Go through the lines below and copy each one that holds the string "this".

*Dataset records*

---

PR #1546, opened 2017-10-26
Flow 2.0 design - Upload flow YAML files to DB.

jamiesjc:
1. Add DB operation to get latest flow version from project_flow_files table.
2. Upload flow YAML files to DB table during uploading project zip.


azkaban-common/src/main/java/azkaban/project/AzkabanProjectLoader.java
```diff
@@ -209,8 +212,13 @@ private void persistProject(final Project project, final FlowLoader loader, fina
         this.projectLoader.uploadProjectProperties(project, directoryFlowLoader.getPropsList());
 
       } else if (loader instanceof DirectoryYamlFlowLoader) {
-        // Todo jamiesjc: upload yaml file to DB as a blob
-
+        final File[] flowFiles = projectDir.listFiles(new SuffixFilter(Constants.FLOW_FILE_SUFFIX));
+        for (final File file : flowFiles) {
+          final int newFlowVersion = this.projectLoader
+              .getLatestFlowVersion(project.getId(), newProjectVersion, file.getName()) + 1;
+          this.projectLoader
```
chengren311: as discussed, maybe we should persist the name of the uploader as well.

azkaban-common/src/main/java/azkaban/project/AzkabanProjectLoader.java
```diff
@@ -209,8 +212,13 @@ private void persistProject(final Project project, final FlowLoader loader, fina
         this.projectLoader.uploadProjectProperties(project, directoryFlowLoader.getPropsList());
 
       } else if (loader instanceof DirectoryYamlFlowLoader) {
-        // Todo jamiesjc: upload yaml file to DB as a blob
-
+        final File[] flowFiles = projectDir.listFiles(new SuffixFilter(Constants.FLOW_FILE_SUFFIX));
+        for (final File file : flowFiles) {
```
chengren311: one line?
for (final File file : projectDir.listFiles(new SuffixFilter(Constants.FLOW_FILE_SUFFIX)))

azkaban-common/src/main/java/azkaban/project/AzkabanProjectLoader.java
jamiesjc: The name of uploader is already persisted in project_versions DB table. See azkaban.project.ProjectLoader#changeProjectVersion.

azkaban-common/src/main/java/azkaban/project/AzkabanProjectLoader.java
jamiesjc: Will make the change together with next PR.

chengren311:
Can we upload in-memory object to db instead of the raw file? Then when reading flow config from db, we don't need to do all of these processing(download to a temp file, converting the temp file to an object, then delete the temp file).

---

*Written answer*
         this.projectLoader.uploadProjectProperties(project, directoryFlowLoader.getPropsList());
+          final int newFlowVersion = this.projectLoader
+          this.projectLoader
         this.projectLoader.uploadProjectProperties(project, directoryFlowLoader.getPropsList());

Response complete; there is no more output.